Spiritual Realism in a Divided Country

The past few years have made evident a deeply discomfiting truth about contemporary American life: we may be a country, but we are struggling to be a people.

We are deeply, even catastrophically, polarized: fractured along lines of racial and religious identity, along lines geographic, economic, and ideological. We seem to have little in common except our shared sense of alienation.

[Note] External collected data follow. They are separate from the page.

Issue #114, opened 2017-10-10
Add pa11y accessibility testing to all patterns.


jcar3488:
https://github.com/pa11y/pa11y

Internal notes on potential platform wide approach: https://docs.google.com/document/d/1gXfdl1axMTbe8sNC2z5v3IFn-BiXEIHJaAnVptzkvKg/edit#heading=h.4asc00umu61p

@grayside, what is your opinion about letting us bring tooling into this design system instead of a container approach?

illepic:
PR open here: https://github.com/phase2/pattern-lab-starter/pull/135

grayside:
Well, since you pinged in that way, I'll share medium-sized thoughts about containers, backend tooling, and the questions this approach brings to mind.

I emphasized the significance of a container-based approach because of my general feeling that anything which requires a headless browser seems to involve large file sizes and/or special installation requirements. Purely on the speed of build process, for such cases using a container can be helpful as that piece of the testing can be entirely pre-built.

The reason I aimed for this more from a whole-project standpoint is that we need to have a facility to test accessibility not just for the design system, but also in a rubber-hits-the-editorial-road website.

I want to make sure that all testing gets folded in the CI process of projects that use PLS, currently we emphasize installation, code validation, and "compilation" as steps which allow the theme specific ways to participate in that wholistic/backend perspective of running processes.

From my perspective, here are the questions to dig into a bit:

* Can we find a good way to trigger this kind of testing from grunt-drupal-tasks et al? (I have ideas)
* Can this testing target a Drupal site or just the design system? Can it be flexible enough for local and alternate environments?
* Are there persnickety requirements for pa11y which would make merging this with other node dependencies tricky if it's not tested in that way on an ongoing basis?
* Does it impede the build process performance?

illepic:
Tooling and documentation is in for this.

PR #135, opened 2017-10-22
pa11y accessibility testing against compiled html

illepic:
A new gulp task `test:accessibility` has been created that runs against all appropriate compiled html in dist/public/patterns. It's configured for WCAG2AAA compliance. This task has been added to an overall gulp task called `test`, as well.

Run via `npm run test` or `npm run gulp -- test` and should output something like:

2017-10-22 at 15 12

### DIFF
--- a/README.md
+++ b/README.md
@@ -2,7 +2,7 @@
 
 # Prerequisites
 
-- [Node](https://nodejs.org) v6 + (v4 might work, no promises)
+- [Node](https://nodejs.org) v6, v8 is required for pa11y testing
 - PHP 5.4, 5.5, 5.6, OR 7 (5.3 might work, no promises)
 - [`composer`](https://getcomposer.org)
 
--- a/gulpfile.js
+++ b/gulpfile.js
@@ -100,7 +100,7 @@ gulp.task('webpack:watch:scss-to-json', (cb) => {
 /**
  * Accessibility test a subset of generated HTML files
  */
-const { pa11yConcurrent } = require('./tools/tasks/gulp-pa11y');
+const { pa11yConsecutive } = require('./tools/tasks/gulp-pa11y');
 
 gulp.task('test:accessibility', () => gulp
   .src([
@@ -108,7 +108,7 @@ gulp.task('test:accessibility', () => gulp
     '!dist/public/patterns/**/*.markup-only.html', // Except the fragment pages
     '!dist/public/patterns/**/index.html', // Except the aggregate, auto-generated pages
   ])
-  .pipe(pa11yConcurrent()));
+  .pipe(pa11yConsecutive()));
 
 /**
  * Webpack config and setup.
--- a/gulpfile.js
+++ b/gulpfile.js
@@ -98,6 +98,19 @@ gulp.task('webpack:watch:scss-to-json', (cb) => {
 });
 
 /**
+ * Accessibility test a subset of generated HTML files
+ */
+const { pa11yConcurrent } = require('./tools/tasks/gulp-pa11y');
+
+gulp.task('test:accessibility', () => gulp
+  .src([
+    'dist/public/patterns/**/*.html', // All html
+    '!dist/public/patterns/**/*.markup-only.html', // Except the fragment pages
+    '!dist/public/patterns/**/index.html', // Except the aggregate, auto-generated pages
+  ])
+  .pipe(pa11yConcurrent()));
+
+/**
  * Webpack config and setup.
  */
 // Import webpack config for PL
@@ -168,6 +181,13 @@ gulp.task('compile', gulp.series([
   'compile:scss-to-json',
   'compile:twig-namespaces',
   'compile:pl',
+]));
+
+/**
+ * Run tests against non-webpack assets
+ */
+gulp.task('test', gulp.parallel([
+  'test:accessibility',
 ]));
 
 /**
--- a/tools/tasks/gulp-pa11y.js
+++ b/tools/tasks/gulp-pa11y.js
@@ -23,7 +23,7 @@ const pa11yConfig = _.assign(pallyJson, logConfig);
  * Run pa11y testing one after the next
  * @returns {*}
  */
-function pa11yConcurrent() {
+function pa11yConsecutive() {
   function bufferContents(vinylFile, encoding, callback) {
     // ignore empty files
     if (vinylFile.isNull()) {
@@ -87,6 +87,6 @@ function pa11yParallel() {
 }
 
 module.exports = {
-  pa11yConcurrent,
+  pa11yConsecutive,
   pa11yParallel,
 };
--- a/tools/tasks/gulp-pa11y.js
+++ b/tools/tasks/gulp-pa11y.js
@@ -6,17 +6,18 @@ const reporter = require('pa11y-reporter-cli'); // As pa11y 5 stabilizes, we can
 const _ = require('lodash');
 const through = require('through2');
 
-// Grab project root pa11y.json as object, decorate with some boilerplate pa11y logging
-const pa11yConfig = _.assign(
-  JSON.parse(fs.readFileSync(path.join(process.cwd(), 'pa11y.json'))),
-  {
-    log: {
-      debug: console.log,
-      error: console.error,
-      info: console.log,
-    },
+// Grab project root pa11y.json as object
+const pallyJson = JSON.parse(fs.readFileSync(path.join(process.cwd(), 'pa11y.json')));
+// Custom logging tools for pa11y
+const logConfig = {
+  log: {
+    debug: console.log,
+    error: console.error,
+    info: console.log,
   },
-);
+};
+// Smash them together
+const pa11yConfig = _.assign(pallyJson, logConfig);
 
 /**
  * Run pa11y testing one after the next
--- a/tools/tasks/gulp-pa11y.js
+++ b/tools/tasks/gulp-pa11y.js
@@ -1,0 +1,91 @@
+const fs = require('fs');
+const path = require('path');
+
+const pa11y = require('pa11y');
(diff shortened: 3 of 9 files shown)


illepic:
Noting here: pa11y v5 testing requires Node 8.

README.md
```diff
@@ -2,7 +2,7 @@
 
 # Prerequisites
 
-- [Node](https://nodejs.org) v6 + (v4 might work, no promises)
+- [Node](https://nodejs.org) v6, v8 is required for pa11y testing
```
grayside: With pa11y added as a dependency, will it even install on Node 6, or is the Node 8 dependency specifically in trying to execute pa11y?

gulpfile.js
```diff
@@ -98,6 +98,19 @@ gulp.task('webpack:watch:scss-to-json', (cb) => {
...
 /**
+ * Accessibility test a subset of generated HTML files
+ */
+const { pa11yConcurrent } = require('./tools/tasks/gulp-pa11y');
+
+gulp.task('test:accessibility', () => gulp
+  .src([
+    'dist/public/patterns/**/*.html', // All html
+    '!dist/public/patterns/**/*.markup-only.html', // Except the fragment pages
+    '!dist/public/patterns/**/index.html', // Except the aggregate, auto-generated pages
```
grayside: Per my comment on #114, I suppose the answer to "how can we test against Drupal", would be an alternate execution approach that queries URLs instead of files?

tools/tasks/gulp-pa11y.js
```diff
@@ -0,0 +1,92 @@
+const fs = require('fs');
```
grayside: Should this file be considered for a standalone library?

tools/tasks/gulp-pa11y.js
```diff
@@ -0,0 +1,92 @@
...
+const path = require('path');
+
+const pa11y = require('pa11y');
+const reporter = require('pa11y-reporter-cli'); // As pa11y 5 stabilizes, we can pull this off pa11y
+const _ = require('lodash');
+const through = require('through2');
+
+// Grab project root pa11y.json as object
+const pallyJson = JSON.parse(fs.readFileSync(path.join(process.cwd(), 'pa11y.json')));
+// Custom logging tools for pa11y
```
grayside: Why do we need custom logging tools? Shouldn't CLI logging be part of why we are using the CLI reporter?

tools/tasks/gulp-pa11y.js
```diff
@@ -0,0 +1,92 @@
...
+/**
+ * Run pa11y testing one after the next
+ * @returns {*}
+ */
+function pa11yConcurrent() {
+  function bufferContents(vinylFile, encoding, callback) {
+    // ignore empty files
+    if (vinylFile.isNull()) {
+      callback();
+      return;
```
grayside: That totally seems reasonable, does something else report in on the obvious build problem of files showing up empty?

tools/tasks/gulp-pa11y.js
```diff
@@ -0,0 +1,92 @@
...
+  },
+};
+// Smash them together
+const pa11yConfig = _.assign(pallyJson, logConfig);
+
+/**
+ * Run pa11y testing one after the next
+ * @returns {*}
+ */
+function pa11yConcurrent() {
```
grayside: Don't you mean pa11ySequential or in node terminology `pa11ySync` short for pa11ySynchronous?

README.md
illepic: It blows up on install on Node v6. Two options going forward:

1. Lock hard requirement to Node v8.
1. Babel transpile all tooling js

gulpfile.js
illepic: Indeed, the goal for this PR is *just* PL-rendered HTML. But the tools are in and `gulpfile.js` is ready for new entries to test a local/remote Drupal site.

tools/tasks/gulp-pa11y.js
illepic: I need clarification here.

tools/tasks/gulp-pa11y.js
illepic: BLARG, I meant "consecutive".

tools/tasks/gulp-pa11y.js
illepic: This is boilerplate pa11y and I'd definitely like to look into cleaning this up in the future. For instance, you'll notice that we do this to output log info:

```shell
console.log(reporter.results(result));
```

With more research, I'm guessing it's actually more like:

```shell
pa11y.log.info(reporter.results(result));
```

tools/tasks/gulp-pa11y.js
illepic: Nope, this is just gulp's `gulp.src()` mechanism. If a file exists, it gets sent in regardless. I'm sure there's some YAGP (Yet Another Gulp Plugin) that could let use do this instead:

```js
gulp.task('test:accessibility', () => gulp
  .src([
    'dist/public/patterns/**/*.html',
    ...
  ])
  .pipe(ignoreEmpty()) // This plugin probably exists
  .pipe(pa11yConcurrent()));
```

README.md
grayside: See #136, transpiling all our dependencies sounds insane. I say we either make the addition of pa11y an add-on (Run the script/generator/etc to add pa11y, which we can do as a step of a travis run), or double-down on Node 8 being the LTS release of new projects.

gulpfile.js
grayside: Okay, I started to write up a whole thing, but if this is at least open to it, we have the basis to discuss as a follow-up. I'm not convinced this is the right place for Drupal testing, but as long as it's a possible place we can work it out in The Future.

tools/tasks/gulp-pa11y.js
grayside: E.g., github.com/phase2/gulp-pa11y

tools/tasks/gulp-pa11y.js
grayside: ✅

tools/tasks/gulp-pa11y.js
grayside: Part of my point is that since empty files at the end of a pipeline are obviously an error of some kind, shouldn't we flag those with a warning? Or does gulp do that already?

tools/tasks/gulp-pa11y.js
illepic: Ah, we're talking about the whole file (thought we were talking about `fs`).

So, bringing gulp-pa11y.js, gulp-sass2json.js, and gulp-twig-namespaces.js to some kind of individual package would be great, BUT these things absolutely need to live as close to this project as possible.

Monorepo time? Lerna? For the time being, I'm OK with these just hanging out in `tools/tasks` since I consider the Pattern Lab Starter as much a node app as a Drupal theme.

tools/tasks/gulp-pa11y.js
illepic: Updated.

tools/tasks/gulp-pa11y.js
grayside: I don't see this as a monorepo thing, I just see this as being clearly not all that tied to PL and possibly of use to other projects, so shouldn't it be it's own Open Source project with an issue queue that PLS depends on? Admittedly, I don't see whatever needs it to be kept close to PLS and it's not a blocking point.

tools/tasks/gulp-pa11y.js
illepic: I don't really think empty files at the end of a pipeline is technically an error. That `isNull()` check is being provided every single file in a glob so it's rational to assume some files will be empty and to just skip them.

tools/tasks/gulp-pa11y.js
illepic: One of the big goals of moving to Webpack and folding in p2-theme-core into PLSv10 was to keep all the tooling as close at hand as possible. And, honestly, it would more likely need to be a PR against a project like this instead: https://github.com/dreamzmaster/gulp-pa11y

Let's give it some time out in the world to see how it improves.

README.md
illepic: We can babel-compile just our node libraries (not the entire node_modules).

grayside: Is this a Node 8 requirement of our node libraries or of pa11y 5? I'm confused.

illepic: @grayside, pa11y v5 uses async/await. This feature is not available in Node <8. Our `gulp-pa11y.js` script uses pa11y v5 and thus is locked to node v8.

gulpfile.js
```diff
@@ -171,6 +184,13 @@ gulp.task('compile', gulp.series([
 ]));
 
 /**
+ * Run tests against non-webpack assets
+ */
+gulp.task('test', gulp.parallel([
+  'test:accessibility',
```
tjheffner: our test task should probably run the full lint too (ie including config files). unless testing is different from validation in this case

tools/tasks/gulp-pa11y.js
tjheffner: just seconding that i don't think it's out of place here, doubly so considering all of the "accessibility best practice" default patterns we want to fold in, this seems like a logical extension to include in the pls toolkit

gulpfile.js
illepic: A couple of things here:

There's a hard line between what Gulp does and what WebPack does. Basically, Gulp handles all assets that we can't get into WebPack.

1. We do linting on asset code via webpack, and have an npm script for everything else
1. This accessibility testing touches non-webpack assets, thus gets a Gulp task. Though there is an npm script for single file testing

Basically, I don't want to build out a gulp task for linting we already have done via WebPack.

illepic:
I'm merging, as there's no more outstanding code fixes. Node v8 locally, yall.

The events of the past several years – the toll of the coronavirus pandemic; the protests for racial justice following the murder of George Floyd, some of which were marred by violence; the January 6 riots at the Capitol, and the political and cultural chaos since – have all revealed the intensity of the fractures and fault lines within our society.

What Covid did physically, this alienation has done politically: we have isolated from each other, withdrawn. What seems safe to us is to be out only for ourselves, or our own faction or tribe at the most…

To continue reading, click here for the rest of the essay at The Plough website. T4CG has permission to share the opening paragraphs while the article is new. However, we will be able to publish the whole article in a few weeks’ time.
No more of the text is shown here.